Mi si stanno addormentando le gambe, il suo peso le schiaccia sul materasso abbastanza forte da bloccare la circolazione, tento di spostarmi ma lui si arriccia più stretto contro di me.
“Non me ne sto andando, voglio solo sdraiarmi.” ridacchio, accarezzandolo mentre lascia che mi appoggi con la schiena ai cuscini per poi sdraiarsi lungo il mio corpo.
“Stasera non leggi?” chiede, il tono noncurante, mentre sbircia verso il mio viso.
“Vuoi che legga?” chiedo, sporgendomi a prendere il libro e aprendolo a caso, incurante del segno, focalizzando gli occhi sulla pagina nella luce fioca della lampada.
Sento le dita di Sherlock sfiorarmi la guancia e il suo viso sporgersi verso il mio, l’espressione concentrata di chi cerca di risolvere un complesso enigma.
“Il tuo occhio destro è più debole del sinistro: la pupilla si contrae diversamente, i tuoi occhi sono incredibilmente asimmetrici, il destro è sempre più stanco alla fine della giornata. Anche il colore è leggermente diverso, è difficile notarlo mentre sei in penombra ma è più semplice vedere la sfumatura di verde sul fondo del sinistro quando siamo al sole. L’asimmetria è ciò che ci rende imperfetti John, ma è anche l’indispensabile caratteristica di ogni viso piacevole.” sopprime un sorriso, accarezzandomi la guancia.
“Conclusioni significative?”chiedo, osservando tutte le sue asimmetrie, registrando ogni ombra sui suoi zigomi.
“I tuoi occhi sono molto belli.” risponde, con la semplicità con cui mi avvisa che sono le cinque e devo preparare il the. Ridacchio piano, baciandogli la fronte, sistemandomi il libro in una mano mentre con l’altra accarezzo i suoi capelli tiepidi.
Comincio a leggere a bassa voce, tanto vicino al suo orecchio che tocco i suoi ricci con le labbra. Passano dieci pagine prima che socchiuda le labbra e si rilassi completamente, il petto si alza e si abbassa contro il mio, il suo sonno mi rassicura profondamente.
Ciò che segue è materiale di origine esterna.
Issue #486, opened 2025-02-08
Simplify Haskell constraints for `instance Ord (UInt n r c)`


TurtlePU:
Currently, `instance Ord (UInt n r c)` works by splitting the registers of size `r` into registers of size `OrdWord = 16`. I think that actually we want `OrdWord` to be equal to the main register size of UInt because
* most likely, `r` would be set to 16 anyway
* there's no natural way for the user to regulate this `OrdWord` parameter except for maybe introducing yet another register parameter for `UInt` type
* an optimized version of `UInt` would need to use lookup arguments for both its registers, so in case they're different the size of the witness table is `2 ^ r + 2 ^ OrdWord` instead of just `2 ^ r`.

So I propose to get rid of this split and use usual registers of size `r` inside `Ord`. As a bonus, this would once again simplify the type-level constraints needed to work with `UInt`.

* [x] add benchmark for `UInt` `>`
* [x] add correctness test for `UInt` `>`

vlasin:
Yes!

vlasin:
I think we came to an agreement that the use of `Auto` registers + small virtual registers for specific operations is better. Can we close this one?
@TurtlePU @vks4git

TurtlePU:
The issue looks outdated anyway, so yeah, let's close it

PR #495, opened 2025-02-27
UInt Ord

echatav:
See #486

### DIFF
--- a/symbolic-base/src/ZkFold/Symbolic/Data/UInt.hs
+++ b/symbolic-base/src/ZkFold/Symbolic/Data/UInt.hs
@@ -39,7 +39,7 @@ import           Data.Map                          (fromList, (!))
 import           Data.Traversable                  (for, traverse)
 import           Data.Tuple                        (swap)
 import qualified Data.Zip                          as Z
-import           GHC.Generics                      (Generic, Par1 (..), (:*:) (..))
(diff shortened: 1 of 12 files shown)


symbolic-base/src/ZkFold/Symbolic/Data/UInt.hs
```diff
@@ -412,6 +413,18 @@ instance ( Symbolic c, KnownNat n, KnownRegisterSize r
...
+    .  Symbolic ctx
+    => KnownNat regSize
+    => ctx (Vector k)                           -- @k@ registers of size up to @regSize@
+    -> ctx (Vector k :.: Vector regSize) -- @k * wordsPerReg@ registers of size @wordSize@
+asWordsReg v = fromCircuitF v $ \regs -> do
+    words <- for regs $ \reg -> do
+      bits <- expansionW @regSize (value @regSize) reg
+      return (V.reverse (V.unsafeToVector bits))
+    return (Comp1 words)
+
```
echatav, line 427: Not sure if this is the right way to expand. Is there a better way? I'm concerned about it incurring proliferating `KnownNat` constraints which is nothing new but annoying and feels like it shouldn't be necessary.

echatav:
Closing in favor of #512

Spengo la luce.
E’ così facile essere felici.


*questo è una velata operazione di lavaggio del cervello: leggete quel libro perchè non hanno ancora inventato un aggettivo per descrivere quanto ne valga la pena.

NDA: devo dire che la gente che si legge le cose a vicenda mi ha sempre fatto tenerezza, forse perché l’unico motivo per cui io e mia sorella non ci sgozziamo è che di tanto in tanto ci leggiamo le cose ad alta voce. perciò ringrazio immensamente quel piccolo mostro che mi ruba i vestiti, i mascara e occupa la mia camera con la sua inopportuna presenza perché senza il tempo speso a dirmi che i miei periodi sono troppo lunghi o che metto troppi aggettivi io probabilmente non saprei scrivere una frase di senso compiuto <3 e grazie a voi anche questa volta per aver letto. alla prossima, baci baci.